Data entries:
PR #526, opened 2026-06-19
feat(content): split mission 622 loot across both stasis-room corpses

Cadacious:
## What
"Arm Yourself" (mission 622) gave the pistol **and** the letter from Cpl Frost's body in one chain. This splits the loot across the **two real corpse NPCs** in the stasis room so each conveys something:

- **Cpl Frost** (`ArmYourself_FrostBody`, dialog 3995) → the **letter**.
- **Guard corpse** (`ArmYourself_GuardBody`, template 21) → the **pistol**, and it now owns the `2113 → 80622` ("equip the pistol") advance.

(The two distant near-door bodies the player sees are static map geometry, not server entities — so the two real corpses are the ones wired.)

## Wiring
- New **dialog 3996** ("Search the Guard's Corpse") + **dialog_set_map 5230**, bound to template 21 via a second `add_dialog_set` in **chain 1001** — the same mechanism (interaction_flags `0x40000000`) that makes Frost searchable from a 0-base interaction.
- **Chain 1003** (Frost): letter only — no pistol, no advance. Gated on `mission_status = active` (not step 2113) so the letter stays reachable regardless of loot order. Re-loot guard is the body's search-bit clear.
- **Chain 1005** (Guard): grants the pistol → backpack + advances `2113 → 80622`. Re-loot guard is the step-gate flip.
- **Chain 1004** (equip → door → complete) unchanged; **no new PAK step** (80622 already ships).
- Frost's dialog text updated (drops "a pistol and"); the guard's text conveys the pistol.

## Correctness notes (verified by the mission-systems advisor against the code)
- **`once` is dead code** — the `content_triggers.once` column is loaded but never enforced (`chain.rs` has no fired-set/dedup). So the only durable re-loot guards are a condition that flips false (chain 1005's step gate) or the client-side interaction-bit clear (chain 1003). This is why Frost's letter chain uses the bit-clear rather than `once`.
- **Loot order independence:** moving the advance onto the *pistol* chain and gating the *letter* chain on `mission_status = active` means neither grant becomes unreachable whether the player searches Frost or the Guard first.
- Honest caveat: the letter chain has no pure server-side re-grant guard (only the client bit-clear) — same exposure the original chain 1003 had. A hard guard would need a throwaway sub-step/counter; out of scope here (matches shipped behavior).

## Tests
`chain_replay_tests/mission_622.rs` (live-DB profile): chain 1003 = letter-only / no-advance; chain 1003 letter **still fires** after the guard advanced the step (order-independence); chain 1005 = pistol + advance; chain 1005 re-loot guard. Existing chain 1004 tests unchanged.

`cargo fmt` ✓ · `cargo clippy -p cimmeria-services --all-targets -D warnings` ✓ · `cargo check --all-targets` ✓. The chain-replay tests run in the live-DB CI profile (seeds fresh from `db/database.sql`).

## Summary by CodeRabbit

* **Bug Fixes**
  * Restructured mission 622 loot distribution: Frost's corpse now grants only a letter, while the Guard's corpse grants a pistol and advances mission progression.
  * Updated mission dialogs to accurately reflect revised loot locations and item sources.

* **Tests**
  * Expanded test coverage to verify correct loot allocation and progression flow for mission 622.

### DIFF
--- a/crates/services/src/cell/content/chain_replay_tests/mission_622.rs
+++ b/crates/services/src/cell/content/chain_replay_tests/mission_622.rs
@@ -1,17 +1,21 @@
-//! Mission 622 — Arm Yourself! Pin the equip-from-inventory flow:
-//! chain 1003 grants the pistol to the backpack (container 1) and advances
-//! mission 622 to step 80622 ("Equip the pistol"); chain 1004 fires on
-//! `item_equipped(55)` and is the only path that plays kismet sequence
-//! 10000 (which opens the stasis-room door) and completes the mission.
+//! Mission 622 — Arm Yourself! Pin the **loot-split** + equip-from-inventory
+//! flow:
+//! - chain 1003 (Frost body, dialog 3995) grants ONLY the letter (3730) to the
+//!   mission inventory; it does not grant the pistol and does not advance.
+//! - chain 1005 (Guard corpse, dialog 3996) grants the pistol (55) to the
+//!   backpack (container 1) and owns the 2113 → 80622 advance.
+//! - chain 1004 fires on `item_equipped(55)` and is the only path that plays
+//!   kismet sequence 10000 (opens the stasis-room door) + completes the mission.
 //!
-//! The bug shape this guards: previously the pistol was added directly to
-//! the bandolier (container 3) and the mission auto-completed, which
-//! bypassed the bandolier ammo / appearance / fire-animation paths. Step
-//! 80622 is a Cimmeria-introduced step whose matching `<Steps>` row is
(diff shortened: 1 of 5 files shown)


Cadacious:
Superseding this PR: its loot-split commit (58d739aa) is already merged into `feat/dev-console-commands` (PR #524), which also carries the follow-on work (guard-corpse dialog PAK override + relog-safe Frost→Guard sequencing via the intermediate step 80623). Closing as redundant to avoid double-up on the mission 622 files; the loot split ships via #524.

## WHAT IS NEEDED
Every record above should be copied exactly.

## FINISHED EXERCISE
PR #526, opened 2026-06-19
feat(content): split mission 622 loot across both stasis-room corpses

Cadacious:
## What
"Arm Yourself" (mission 622) gave the pistol **and** the letter from Cpl Frost's body in one chain. This splits the loot across the **two real corpse NPCs** in the stasis room so each conveys something:

- **Cpl Frost** (`ArmYourself_FrostBody`, dialog 3995) → the **letter**.
- **Guard corpse** (`ArmYourself_GuardBody`, template 21) → the **pistol**, and it now owns the `2113 → 80622` ("equip the pistol") advance.

(The two distant near-door bodies the player sees are static map geometry, not server entities — so the two real corpses are the ones wired.)

## Wiring
- New **dialog 3996** ("Search the Guard's Corpse") + **dialog_set_map 5230**, bound to template 21 via a second `add_dialog_set` in **chain 1001** — the same mechanism (interaction_flags `0x40000000`) that makes Frost searchable from a 0-base interaction.
- **Chain 1003** (Frost): letter only — no pistol, no advance. Gated on `mission_status = active` (not step 2113) so the letter stays reachable regardless of loot order. Re-loot guard is the body's search-bit clear.
- **Chain 1005** (Guard): grants the pistol → backpack + advances `2113 → 80622`. Re-loot guard is the step-gate flip.
- **Chain 1004** (equip → door → complete) unchanged; **no new PAK step** (80622 already ships).
- Frost's dialog text updated (drops "a pistol and"); the guard's text conveys the pistol.

## Correctness notes (verified by the mission-systems advisor against the code)
- **`once` is dead code** — the `content_triggers.once` column is loaded but never enforced (`chain.rs` has no fired-set/dedup). So the only durable re-loot guards are a condition that flips false (chain 1005's step gate) or the client-side interaction-bit clear (chain 1003). This is why Frost's letter chain uses the bit-clear rather than `once`.
- **Loot order independence:** moving the advance onto the *pistol* chain and gating the *letter* chain on `mission_status = active` means neither grant becomes unreachable whether the player searches Frost or the Guard first.
- Honest caveat: the letter chain has no pure server-side re-grant guard (only the client bit-clear) — same exposure the original chain 1003 had. A hard guard would need a throwaway sub-step/counter; out of scope here (matches shipped behavior).

## Tests
`chain_replay_tests/mission_622.rs` (live-DB profile): chain 1003 = letter-only / no-advance; chain 1003 letter **still fires** after the guard advanced the step (order-independence); chain 1005 = pistol + advance; chain 1005 re-loot guard. Existing chain 1004 tests unchanged.

`cargo fmt` ✓ · `cargo clippy -p cimmeria-services --all-targets -D warnings` ✓ · `cargo check --all-targets` ✓. The chain-replay tests run in the live-DB CI profile (seeds fresh from `db/database.sql`).

## Summary by CodeRabbit

* **Bug Fixes**
  * Restructured mission 622 loot distribution: Frost's corpse now grants only a letter, while the Guard's corpse grants a pistol and advances mission progression.
  * Updated mission dialogs to accurately reflect revised loot locations and item sources.

* **Tests**
  * Expanded test coverage to verify correct loot allocation and progression flow for mission 622.

### DIFF
--- a/crates/services/src/cell/content/chain_replay_tests/mission_622.rs
+++ b/crates/services/src/cell/content/chain_replay_tests/mission_622.rs
@@ -1,17 +1,21 @@
-//! Mission 622 — Arm Yourself! Pin the equip-from-inventory flow:
-//! chain 1003 grants the pistol to the backpack (container 1) and advances
-//! mission 622 to step 80622 ("Equip the pistol"); chain 1004 fires on
-//! `item_equipped(55)` and is the only path that plays kismet sequence
-//! 10000 (which opens the stasis-room door) and completes the mission.
+//! Mission 622 — Arm Yourself! Pin the **loot-split** + equip-from-inventory
+//! flow:
+//! - chain 1003 (Frost body, dialog 3995) grants ONLY the letter (3730) to the
+//!   mission inventory; it does not grant the pistol and does not advance.
+//! - chain 1005 (Guard corpse, dialog 3996) grants the pistol (55) to the
+//!   backpack (container 1) and owns the 2113 → 80622 advance.
+//! - chain 1004 fires on `item_equipped(55)` and is the only path that plays
+//!   kismet sequence 10000 (opens the stasis-room door) + completes the mission.
 //!
-//! The bug shape this guards: previously the pistol was added directly to
-//! the bandolier (container 3) and the mission auto-completed, which
-//! bypassed the bandolier ammo / appearance / fire-animation paths. Step
-//! 80622 is a Cimmeria-introduced step whose matching `<Steps>` row is
(diff shortened: 1 of 5 files shown)


Cadacious:
Superseding this PR: its loot-split commit (58d739aa) is already merged into `feat/dev-console-commands` (PR #524), which also carries the follow-on work (guard-corpse dialog PAK override + relog-safe Frost→Guard sequencing via the intermediate step 80623). Closing as redundant to avoid double-up on the mission 622 files; the loot split ships via #524.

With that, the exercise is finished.